Unconditional extension

By offering an unconditional extension until April 12th, EU leaders would move the no-deal Brexit cliff edge by three weeks but keep the pressure on MPs to back the prime minister’s deal next week.

Earlier on Thursday, Labour leader Jeremy Corbyn and shadow Brexit secretary Keir Starmer met EU chief negotiator Michel Barnier and European Commission secretary general Martin Selmayr.

Mr Corbyn said he did not believe Mrs May’s deal was the right way forward but that his proposal for a softer Brexit, including full customs union membership, could command a majority.
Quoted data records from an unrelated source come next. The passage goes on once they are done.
PR #2677, opened 2017-08-31
Added Sia as a backend provider

fuffenz:
Well, it's a first version.   It does pass CommandLine.BackendTester and I've successfully made some backup and restore via the web GUI.

Tested with Sia-UI  / siad 1.30 on Windows 10.   

duplicati-sia1

I will be doing some more tests and perhaps some refactoring, but I think it's good enough for a first version and would appreciate some comments. :)


Duplicati/Library/Backend/Sia/Sia.cs
```diff
@@ -0,0 +1,433 @@
...
+            return files;
+        }
+
+        public void Put(string remotename, string filename)
+        {
+            string endpoint ="";
+            string siafile = m_targetpath + "/" + remotename;
+
+            try {
+                endpoint = string.Format("/renter/upload/{0}/{1}?source={2}&datapieces=1&paritypieces=12",
```
lukechampine: why are the redundancy settings being specified here? If unspecified, the recommended settings are used.

fuffenz: Oops.  That's some leftovers, I was thinking they should be configurable options but didn't get that far.

zachherbert:
Will test over the next couple days. Could you update to "Sia Decentralized Cloud" instead of "Sia Collaborative Cloud"?

kenkendk:
The build error seems to be related to the project file:
```
/home/travis/build/duplicati/duplicati/Duplicati.sln (default targets) ->
(Build target) ->
/home/travis/build/duplicati/duplicati/Duplicati/Library/Backend/Sia/Duplicati.Library.Backend.Sia.csproj (default targets) ->
/usr/lib/mono/xbuild/14.0/bin/Microsoft.Common.targets (_CheckForInvalidConfigurationAndPlatform target) ->

	/usr/lib/mono/xbuild/14.0/bin/Microsoft.Common.targets: error : 'OutputPath' property is not set for this project. Usually this is caused by invalid Configuration/Platform combination. Original values: Configuration: Release Platform: Any CPU.

	 7 Warning(s)
	 1 Error(s)
```

alexbarnsley:
I don't know if it's related to my setup, but my upload hangs on "Verifying...". I've not changed any Duplicati config. I experienced the same issue when working on the bounty myself, but I managed to do a workaround by using Streams. 

You'll notice the `BackendFileProgress` hangs at zero, despite the file being on the Sia hosts
image
image

Does anyone else experience this? It's all based on the code here (where it deals with updating progress of the uploads, but only if using IStreamingBackend):

https://github.com/duplicati/duplicati/blob/master/Duplicati/Library/Main/BackendManager.cs#L753-L761

I'm happy to make the changes @fuffenz if you like in terms of getting the Streams to work, as I've already had to put those fixes in to get past this stage. If no one else experiences this then maybe it's just my setup? It's been hung for the last 30 minutes or so, despite the progressstate Ajax requests still going.

fuffenz:
@alexbarnsley  Did you set minimum redundancy to 2 for the backup?  My guess is that it's waiting for redundancy to reach 3.  I should probably add some kind of reasonable timeout if the upload is at 100% but havn't reached requested redundancy.

alexbarnsley:
@fuffenz I bypassed the minimum redundancy by hard-coding the minimum from 3 to 2 in the initial SiaBackend declaration, just for my testing. I hit that minimum redundancy problem first, so I reduced the minimum to 2 which go me past that issue, then I got hit with this Verifying hang. I'll try and work out later how to increase redundancy of the antfarm, so I don't have to tweak any code.

fuffenz:
If it hangs on verifying my guess is that there is a pending download from Sia.   I'll try to figure it out later tonight.

alexbarnsley:
@fuffenz yeh I remember debugging it quite a bit which gave me headaches. the Put and Get worked perfectly, but for whatever reason it wouldn't go any further in the progress bar. I then stumbled across the above block of code in `BackendManager.cs` which updates the progress, only if `IStreamingBackend` is implemented.

I implemented streams which resolved the "Verifying..." hang that I was having. I could see the download was working too as I'd placed a tonne of breakpoints and could confirm the file itself downloaded to the temp folder. Let me know how your tests get on and if you need me to try anything!

alexbarnsley:
@fuffenz There's an issue if you have no files hosted on Sia at all. `SiaFileList fl = GetFiles();` results in `fl.Files` being `null`. This throws a `Object reference not set to an instance of an object` exception here `foreach (var f in fl.Files)` on [Line 261](https://github.com/fuffenz/duplicati/blob/b82c8a9d4cae78dde62f31d35338c22590410466/Duplicati/Library/Backend/Sia/Sia.cs#L261)

Do you just want me to report issues or put fixes in for them?

alexbarnsley:
Just tested your last batch of changes @fuffenz - uploading for me now 👍 You must have been right about it waiting for a redundancy of 3

I'll continue to test, see if I can recreate my earlier issue, but I don't think I will - I wasn't able to increase my redundancy to 3 in my antfarm so I'm glad you reduced it!

fuffenz:
@alexbarnsley I think the redundancy setting should be up to the user to decide and not forced, but there could be a warning if lower than X.

alexbarnsley:
I completely agree 👍 

Could you try setting the remote path to something like `/siatest/`. Does it hang at "Waiting for upload" for you with that? It was for me, I changed the path to `siatest` and all worked beautifully.

alexbarnsley:
@fuffenz following on from my last comment, it is an issue because the ending "/" in my example is added to the SiaPath. E.g. Line 163 is doing:

```
if (f.Siapath == siafilename)
```

which equates to

```
siatest/duplicati-b83af79b8b437452e9e2ee4c0c2b32437.dblock.zip == wut//duplicati-b83af79b8b437452e9e2ee4c0c2b32437.dblock.zip
```

This returns false, so the file is never considered to be uploaded.

fuffenz:
@alexbarnsley Nice catch, adding a trim of trailing slashes.  I actually thought it wouldnt be needed since a siafile "path" isn't really a path, but was obviously not thinking that through.

alexbarnsley:
@fuffenz hopefully slashes are enough. I tried lots of non-standard characters earlier and it worked great. Most likely just forward slashes that cause the issues. I'll retest once you've put a fix in 👍

alexbarnsley:
@fuffenz I'm having issues with backslash too (\). I used the path of "\asd\/" which resulted in a path of "\asd\" after your last commit.

This means it's comparing:

"asd/duplicati-20170902T203055Z.dlist.zip" to "\\asd\\/duplicati-20170902T203055Z.dlist.zip"

I think the Sia API removes backslashes from any paths in requests.

kenkendk:
@fuffenz I do not know enough about Sia naming rules, could you comment on @alexbarnsley 's comment about encoding? Otherwise, it looks good, and I will merge once there is a comment on the encoding.

fuffenz:
@kenkendk Sia doesn't really have the concept of file paths, but there could be tools accessing Sia storage that make assumptions and try to parse a path anyway.   I added a simple regexp now that only accepts standard characters and forward slash, should be sufficient.

alexbarnsley:
I'm not able to test the last commit due to not having my machine to hand, but I'm happy that everything else appears to be working (the code for the last commit looks sound 👍)

PR #2696, opened 2017-09-07
Updated the Application's name on the balloon tooltip

CSharpFan:
Balloon tooltip on Windows 10 used to say 'message' and then as the owner 'Duplicati.GUI.TrayIcon'. I changed that to just 'Duplicati'.

And for the Server.Serialization, I just fixed the name, it was wrong.


kenkendk:
Thanks!

Issue #2036, opened 2016-10-20
Feature request: Specify source by drive label


tophee:
In order to be able to backup external drives consistently, it is necessary for duplicati to detect these based on their drive labels rather than the drive letter since the latter can change.
##

tophee:
To anyone who is facing the same problem: you can use USBDLM (USB Drive Letter Manager for Windows)  by Uwe Sieber ([http://www.uwe-sieber.de/usbdlm_e.html](http://www.uwe-sieber.de/usbdlm_e.html)) as a workaround). It allows you to reliably assign the same drive letter to drives based on their label.

kenkendk:
You can use the option --alternate-target-path="*:\folder" and --alternate-destination-marker="markerfile.txt".
Then create an empty file in the destination folder called "markerfile.txt".

Duplicati will then scan all drive letters to find the file, and use the drive where the file is found.

Does that solve your issue?

tophee:
As I understand it, this only looks at the path, not the label of the drive. It could be a workaround, though, if I I created a folder with a unique name on the external drives and put everything on the drive under that  folder. But in that case I think prefer my own workaround posted above cause I'd be artificially making my paths on that drive longer than necessary.

kenkendk:
You specify the target drive as normal, but use `--alternate-target-path=*:\folder` to give the path without the real drive.
Then you put a file (with a name you choose) in the target folder and supply that name as `--alternate-destination-marker`.
This means there is no change in your setup, apart from an extra file.

But this relates to the _destination_ and your request is for the _source_.
A similar scheme could be used for source folders though.

kenkendk:
@tophee Is the fix in #2707 sufficient to support your use case?

tophee:
I'm not sure what exactly the fix includes. @tygill says that 

> it attempts to back up all drives rather than providing a better specification for the specific drive to backup

but I'm not sure what that means in practice. Does it mean that it checks all drives for relevant paths and if it finds them it assumes it is backing up the correct drive? That would sound a bit risky to me. (e.g. what if I have two drives with a similar folder structure?)

tygill:
> Does it mean that it checks all drives for relevant paths and if it finds them it assumes it is backing up the correct drive?

That is what it does, so this behavior does have the possibility of backing up from multiple drives if they have the same file structure. (Whether or not this is a 'risk' depends on your point of view and use case.)

[...]

Issue #1482, opened 2015-10-27
Support marker file for excluding directories


mdekstrand:
Right now, there is the `--exclude-files-attributes` option to exclude files based on attributes.

It would be useful to add a feature present in some other backup systems, such as burp, to exclude directories (and their descendants) based on the presence of a marker file such as `_nobackup`. Then a user could exclude content just by going and creating marker files rather than figuring out how to write exclude lines that match those files.
##

kenkendk:
Yes, that makes sense.

ironjohn:
I would like to add a recommendation to format the marker file specifically for duplicati because something generic like _nobackup could be used by other software.  You could adopt ".dpcignore" (like .gitignore for git) to keep from stepping on the toes of dev's that did not consider the possibility.

ts678:
2.0.3.7 canary change log says "Added option to exclude folders based on the existence of a marker file".

2.0.3.9 help text shows how the issue about the marker name was resolved:

  --ignore-filenames
    Use this option to set a filename, or list of filenames, that indicate
    exclusion of a folder which contains it. A common use would be to have a
    file named something like ".nobackup" and place this file into folders
    that should not be backed up.

seerickcode:
So this is in the main documentation, but not currently implemented ? 

`Warnings: [
    The supplied option --ignore-filenames is not supported and will be ignored,
    Failed to process path: /run/snapd/ns/lxd.mnt => Win32 IO returned 25. Path: /run/snapd/ns/lxd.mnt
]
`

( 2.0.3.3_beta_2018-04-02)

ts678:
I assume it's more like "not currently released in beta" because "( 2.0.3.3_beta_2018-04-02)" is the latest.
Perhaps that will change soon, however until then, anyone who is willing to change to canary can do so.

[Settings in Duplicati](https://duplicati.readthedocs.io/en/latest/03-using-the-graphical-user-interface/#settings-in-duplicati) describes update channels, however downgrading Duplicati (e.g. back to 2.0.3.3) is sometimes complicated by the need to manually downgrade the database format. Using a separate test system for canary can avoid this, as well as keeping any unexpected canary bugs away from production.

Easier still would be to wait for a new beta, however if canary really has an issue it'd be nice to hear now.

jstasiak:
Driveby comment:

[...]

PR #2707, opened 2017-09-11
Add support for wildcards in source paths on Windows.

tygill:
This causes backup to run for the given path on all drives, and can be useful in the case where removable drives may change letters randomly.

This change is a partial resolution for the root problem of issue #2036, though it is not quite as elegant as the suggested solution since it attempts to back up all drives rather than providing a better specification for the specific drive to backup.


kenkendk:
Lets include it, and then we can perhaps implement #1482 to add the features to exclude specific folders?

PR #2794, opened 2016-10-20
Cross build io (+ control) for playframework/playframework#6110

dwijnand:


eed3si9n:
I'm targeting 0.13.13

eed3si9n:
Hmm this is actually going to break `so publishSigned` because of Java 1.6 vs 1.8.

eed3si9n:
crossBuild needs to be changed as follows in `project/Util.scala`:

``` scala
  def crossBuild: Seq[Setting[_]] =
    Seq(
      crossPaths := (scalaBinaryVersion.value match {
        case "2.10" => false
        case _      => true
      })
    )
```

PR #2827, opened 2016-11-11
Apply scalaVersion enforcement to Compile related configs

### LINKED ISSUE #2786: 0.13.12 regression in resolving org.scala-lang:scala-library in custom configuration
## steps

Repo to reproduce: https://github.com/olafurpg/scalafmt/files/521826/issue485.zip
## problem

Running `scalafmt` results in errors

```
[error] Modules were resolved with conflicting cross-version suffixes in {file:/Users/heiko/projects/scala/new-in-scala-212/}new-in-scala-212:
[error]    org.scala-lang.modules:scala-xml _2.11, _2.12.0-RC1

OR

java.lang.NoClassDefFoundError: scala/Product$class
    at org.scalafmt.config.Docstrings$ScalaDoc$.<init>(Docstrings.scala:8)
    at org.scalafmt.config.Docstrings$ScalaDoc$.<clinit>(Docstrings.scala)
    at org.scalafmt.config.ScalafmtConfig$.apply$default$2(ScalafmtConfig.scala:2)
    at org.scalafmt.config.Settings$class.$init$(Settings.scala:17)
    at org.sc

```

I am unable to reproduce the issue with `sbt.version=0.13.11` in build.properties.

I tried the following with no success:

``` scala
dependencyOverrides += "org.scala-lang" % "scala-library" % org.scalafmt.Versions.scala % "scalafmt"
// and
libraryDependencies += "org.scala-lang" % "scala-library" % org.scalafmt.Versions.scala % "scalafmt" force()
```

However, changing to typelevel/scala fixes the issue (PR: https://github.com/olafurpg/scalafmt/pull/522):

``` scala
libraryDependencies += "org.typelevel" % "scala-library"     % org.scalafmt.Versions.scala   % "scalafmt"
```
## expectation

I expected the `scalafmt` task to run without error.

More specifically, I expect the 0.13.12 resolver to not evict `org.scala-lang:scala-library:2.11.8` from the `scalafmt` configuration in favor of `org.scala-lang:scala-libary:2.12.0-RC1` defined in the `default`/`compile` configuration.
## notes
- Potential cause of this issue: https://github.com/sbt/sbt/pull/2634
- Original scalafmt issue: https://github.com/olafurpg/scalafmt/issues/485#issuecomment-253978435
- Scalafmt is 2.11 only. To overcome the 2.10 requirement for SBT plugins, the scalafmt SBT plugin uses a custom configuration to classload scalafmt with 2.11.8 scala-library.
- Attempts to port scala.meta (a scalafmt dependency) to 2.10 have so far been unsuccessful: https://github.com/scalameta/scalameta/issues/295

eed3si9n:
Fixes #2786. Ref #2634.

sbt 0.13.12 added Ivy mediator that enforces scalaOrganization and
scalaVersion for Scala toolchain artifacts.
This turns out to be a bit too aggressive because Ivy configurations
can be used as an independent dependency graph that does not rely on
the scalaVersion used by Compile configuration. Enforcing
scalaVersion in those graphs causes runtime failure.

This change checks if the configuration extends Default, Compile,
Provided, or Optional before enforcing scalaVersion.

/review @dwijnand

### DIFF
--- a/ivy/src/main/scala/sbt/Configuration.scala
+++ b/ivy/src/main/scala/sbt/Configuration.scala
@@ -51,6 +51,15 @@ object Configurations {
   private[sbt] def DefaultConfiguration(mavenStyle: Boolean) = if (mavenStyle) DefaultMavenConfiguration else DefaultIvyConfiguration
   private[sbt] def defaultConfiguration(mavenStyle: Boolean) = if (mavenStyle) Configurations.Compile else Configurations.Default
   private[sbt] def removeDuplicates(configs: Iterable[Configuration]) = Set(scala.collection.mutable.Map(configs.map(config => (config.name, config)).toSeq: _*).values.toList: _*)
+
+  /** Returns true if the configuration should be under the influence of scalaVersion. */
+  private[sbt] def underScalaVersion(c: Configuration): Boolean =
+    c match {
+      case Default | Compile | IntegrationTest | Provided | Runtime | Test | Optional |
+        CompilerPlugin | CompileInternal | RuntimeInternal | TestInternal => true
+      case config =>
+        config.extendsConfigs exists underScalaVersion
+    }
 }
 /** Represents an Ivy configuration. */
 final case class Configuration(name: String, description: String, isPublic: Boolean, extendsConfigs: List[Configuration], transitive: Boolean) {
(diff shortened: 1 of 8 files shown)


dwijnand (approved):
Is there any way that that list of config can be made configurable by the build user?

dwijnand:
Also I think we should add a little test case, that emulates scalafmt's use case. To avoid this regressing.

eed3si9n:
I tried adding testing but I couldn't get it to fail without using 2.12, which requires JDK8.

I also tried exposing configurations setting but without a major hack like InlineConfigurationWithExcludes, I don't think we can easily in sbt 0.13.

milessabin:
Many thanks for dealing with this ... my apologies for not being able to find the time to get to it before you did :-(

eed3si9n:
@milessabin no problemo :)

PR #2844, opened 2016-11-23
Add props to define source dependencies on io/util/lm/zinc

dwijnand:
Use either:

* `-Dsbtio.path` / `-Dsbtutil.path` / `-Dsbtlm.path` / `-Dsbtzinc.path` on the command line, or
* `-Dsbtio.path` / `-Dsbtutil.path` / `-Dsbtlm.path` / `-Dsbtzinc.path` in project/local.properties

### DIFF
--- a/build.sbt
+++ b/build.sbt
@@ -195,7 +195,7 @@ lazy val mainSettingsProj = (project in file("main-settings")).
       utilLogging, sbtIO, utilCompletion, compilerClasspath, libraryManagement)
   )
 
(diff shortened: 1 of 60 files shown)


eed3si9n:
Not a huge fan of this change as this makes our build non-idiomatic.
We can merge this for the sake of moving sbt 1 forward, but we should come back to this at some point to support source dependency as the feature, so we can remove the hacks and duplicates.

eed3si9n (approved):

PR #2852, opened 2016-11-29
Back out build-level key completion

### LINKED ISSUE #2851: Calling build-level keys at a subproject resolves to wrong scoping
Ref #2707, #2708, #2469

## steps

Using a multi-project build with sbt 0.13.13, navigate to a subproject and call `version`.

```
contraband root> project library
[info] Set current project to contraband (in build file:/Users/xxx/work/contraband/)
contraband> version
[info] library/*:version
[info] 	0.3.0-M1
[info] plugin/*:version
[info] 	0.3.0-M1
[info] {.}/*:version
[info] 	0.3.0-M1
contraband> inspect version
[info] Setting: java.lang.String = 0.3.0-M1
[info] Description:
[info] 	The version/revision of the current module.
[info] Provided by:
[info] 	{file:/Users/xxx/work/contraband/}/*:version
[info] Defined at:
[info] 	/Users/xxx/work/contraband/build.sbt:13
[info] Delegates:
[info] 	{.}/*:version
[info] 	*/*:version
[info] Related:
[info] 	*/*:version
```

## problem

The problem is that typing "version" seems to be resolving to some build level scoping, and it ends up aggregating calls to the build level and the subprojects.

## expectation

Here's the result using sbt 0.13.11:

```
contraband root> project library
[info] Set current project to contraband (in build file:/Users/xxx/work/contraband/)
contraband> version
[info] 0.3.0-M1
contraband> inspect version
[info] Setting: java.lang.String = 0.3.0-M1
[info] Description:
[info]  The version/revision of the current module.
[info] Provided by:
[info]  {file:/Users/xxx/work/contraband/}/*:version
[info] Defined at:
[info]  /Users/xxx/work/contraband/build.sbt:13
[info] Reverse dependencies:
[info]  library/*:bintraySyncMavenCentral
[info]  library/*:projectId
[info]  library/*:bintrayRemoteSign
[info]  library/*:isSnapshot
[info]  library/*:bintrayRelease
[info]  library/*:bintrayUnpublish
[info]  library/*:bintray::publishTo
[info] Delegates:
[info]  library/*:version
[info]  {.}/*:version
[info]  */*:version
[info] Related:
[info]  */*:version
[info]  {.}/*:version
```

## notes

This behavior may result to unintended side effect aggregating over the subprojects.

eed3si9n:
Fixes #2851
Ref #2707, #2708, #2469

Given the output from sbt 0.13.13's response to `version`, the logic that is used to tab-complete, and eventually resolve the build level key seems flawed.

```
contraband root> project library
[info] Set current project to contraband (in build file:/Users/xxx/work/contraband/)
contraband> version
[info] library/*:version
[info] 	0.3.0-M1
[info] plugin/*:version
[info] 	0.3.0-M1
[info] {.}/*:version
[info] 	0.3.0-M1
```

I'm guessing that the unscoped key should never result to a build-level key.
A potential fix might be to emulate the delegation logic while enumerating the project keys, or scope the resolved build-level key to the current subproject.

/cc @Duhemm

### DIFF
--- a/main/src/main/scala/sbt/Act.scala
+++ b/main/src/main/scala/sbt/Act.scala
@@ -77,16 +77,11 @@ object Act {
       selectFromValid(ss filter isValid(data), default)
     }
   def selectFromValid(ss: Seq[ParsedKey], default: Parser[ParsedKey])(implicit show: Show[ScopedKey[_]]): Parser[ParsedKey] =
-    selectByTask(selectByConfig(ss)) partition isBuildKey match {
-      case (_, Seq(single))         => success(single)
-      case (Seq(single), Seq())     => success(single)
-      case (Seq(), Seq())           => default
-      case (buildKeys, projectKeys) => failure("Ambiguous keys: " + showAmbiguous(keys(buildKeys ++ projectKeys)))
+    selectByTask(selectByConfig(ss)) match {
+      case Seq()       => default
+      case Seq(single) => success(single)
+      case multi       => failure("Ambiguous keys: " + showAmbiguous(keys(multi)))
     }
-  private def isBuildKey(parsed: ParsedKey): Boolean = parsed.key.scope.project match {
-    case Select(_: BuildReference) => true
-    case _                         => false
-  }
   private[this] def keys(ss: Seq[ParsedKey]): Seq[ScopedKey[_]] = ss.map(_.key)
   def selectByConfig(ss: Seq[ParsedKey]): Seq[ParsedKey] =
     ss match {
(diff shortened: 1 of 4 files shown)


dwijnand:
Doesn't this revert the fix for https://github.com/sbt/sbt/issues/2460?

Are you saying that @dotta's issue is "working as intended"?

eed3si9n:
#2460 is a legitimate concern, but the fixes that were implemented is causing more bugs in my opinion. We could keep this open while we try to find a better fix, and if we can't merge this.
But the general direction of allowing to resolve to a build-level key (without scoping) is probably wrong.

PR #2859, opened 2016-12-02
Start lightweight client

eed3si9n:
This is the beginning of a lightweight client, which talks to the
server over Contraband-generated JSON API. Given that the server is
started on port 5173:

```
$ cd /tmp/bogus
$ sbt client localhost:5173
...
[info] Set current project to bogus (in build file:/private/tmp/bogus/)
client on port 5173
> compile
StatusEvent(Processing, Vector(compile, server))
StatusEvent(Ready, Vector())
StatusEvent(Processing, Vector(, server))
StatusEvent(Ready, Vector())
> clean
StatusEvent(Processing, Vector(clean, server))
StatusEvent(Ready, Vector())
StatusEvent(Processing, Vector(, server))
StatusEvent(Ready, Vector())
```

It's not much, but at least it can process user input, and send it over to the server.


protocol/src/main/contraband/server.contra
```diff
@@ -0,0 +1,47 @@
...
+  commandQueue: [String]
+}
+
+# enum Status {
+#  Ready
+#  Processing
+# }
+
+## Executon event.
+type ExectionEvent {
```
dwijnand: Typo. Execution. Also in the comment above.

dwijnand (approved):

PR #2892, opened 2017-01-05
-sbinary/+sjson-new, -datatype/+contraband & upgrades

dwijnand:
* start to replace sbinary with sjson-new
* upgrade from sbt/datatype to sbt/contraband
* upgrade and migrate to new sbt modules APIs

[This is going to fail Travis CI because it needs proper released versions of sbt/lm and sbt/zinc]


eed3si9n:
Formatting issue?:

```
[error] (sbtRoot/*:scalariformCheck) Working directory is dirty!
[error] diff --git a/testing/src/main/scala/sbt/JUnitXmlTestsListener.scala b/testing/src/main/scala/sbt/JUnitXmlTestsListener.scala
[error] index f693aa3..ca0898c 100644
[error] --- a/testing/src/main/scala/sbt/JUnitXmlTestsListener.scala
[error] +++ b/testing/src/main/scala/sbt/JUnitXmlTestsListener.scala
[error] @@ -90,7 +90,7 @@ class JUnitXmlTestsListener(val outputDir: String) extends TestsListener {
[error]                                                       case TStatus.Failure if (e.throwable.isDefined)=> <failure message={ e.throwable.get.getMessage } type={ e.throwable.get.getClass.getName }>{ trace }</failure>
[error]                                                       case TStatus.Failure=> <failure message={ "No Exception or message provided" }/>
[error]                                                       case TStatus.Ignored | TStatus.Skipped | TStatus.Pending=> <skipped/>
[error] -                                                     case _=> {}
[error] +                                                     case _    => {}
[error]                                                     }
[error]                                                   }
[error]                                                 </testcase>
```

dwijnand:
I'm confused. That's https://github.com/sbt/sbt/commit/0619f75024b6952dba8973381d3fe4fee4f9334d. I'll just drop that commit.

eed3si9n (approved):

“We think that what we’re proposing can be achieved in the British parliament; we do believe we can construct a majority that will prevent the crashing out and all the chaos that will come from crashing out and that’s what we’re absolutely focused on,” he said.

Various factions

Among the difficulties Mrs May has faced in attempting to win parliamentary approval for her deal is the fact that various factions of MPs remain confident that they can secure their preferred option for Brexit. The House of Commons has already shown that there is a majority against a no-deal Brexit, so Brexiteers have an incentive to vote for the prime minister’s deal rather than risk a long delay or a softer Brexit.

Advocates of a second referendum have withheld support until now for a softer version of Brexit but they could be faced with a choice between Mrs May’s deal and something like Labour’s formula of a customs union and close alignment with the single market.

The EU leaders have deftly wiped their fingerprints from the threat of a no-deal Brexit but they have left Mrs May and British MPs with a series of unpalatable and potentially perilous choices. And as the British prime minister sat in a delegation room while 27 other EU leaders determined her options for Brexit, her country’s national humiliation was laid bare as never before.